金門島で政権与党の民進党は全く人気がない。島民からすると民進党は台湾本島しか見ていないように写る。こんな事もあった。
かつて街の中心部には中国からの観光客を歓迎するため、中国と台湾=中華民国の旗が掲げられていた。今、その旗はない。
屋台店主
「旗を出さないよう言われたんだ。(誰に?)蔡英文政権だよ」
コロナで中国観光客が途絶え、商売あがったりだという。
屋台店主
「彼らは沢山ものを買ってくれるからね」
中国との関係はどうあるべきなのか。

金門島選出 陳玉珍 立法委員
「交流を増やすことです。

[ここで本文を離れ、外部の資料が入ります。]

Issue #8092, opened 2022-01-10
PNI has duplicate categories in the prod db


Pomax:
Running wagtailpages migration 0064 on the prod db crashes on this line:

```python
    BuyersGuideProductCategory = apps.get_model("wagtailpages", "BuyersGuideProductCategory")
    healthAndExercise = BuyersGuideProductCategory.objects.get(name="Health & Exercise") <--
```

because apparently more than one category has this name. Which should not be the case. It looks like wagtailpages/buyersguideproductcategory id:5 and wagtailpages/buyersguideproductcategory id:61 both have the "Health & Exercise" name, despite #61 supposedly being a Polish translation (and so shouldn't be the same string)

TheoChevalier:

金門島は戦争を体験したので、もうたくさん。平和に敗者はいない。戦争に勝者はいないのです」
金門島を守っていた数多くの軍事施設は今、重要な観光資源となっている。かつて対岸の中国向け政治宣伝用に使われた巨大なスピーカーからは「アジアの歌姫」テレサ・テンさんの中国向けメッセージと歌が繰り返し流される。

テレサ・テン
「親愛なる大陸同胞の皆さま。こんにちは。私はテレサテンです」
「大陸にいる同胞の皆さんにも私と同じような民主と自由を堪能して欲しい」
いま対岸に声は届かない。あくまで観光客向けだ。こんな場所も人気スポットになっていた。
日下部記者
「獅山砲陣地です。観光客向けのパフォーマンスとして模擬の砲弾があります」

パフォーマンスに使われる榴弾砲は1958年、アメリカ統治下にあった沖縄から運ばれてきた実物だ。兵士姿の女性たちは地元政府の観光局に雇われている。コロナ前は大砲の標的だった中国から来た観光客で賑わっていたという。
ーーもし中国と戦うことになったら?
「出来ません。私たち主婦に出番なんかありません。仕事でやってるんです」

大砲の音がすると観客から歓声があがった。しかし、実際の軍事演習に比べ、それは緊張感とはかけ離れた軽い響きだった。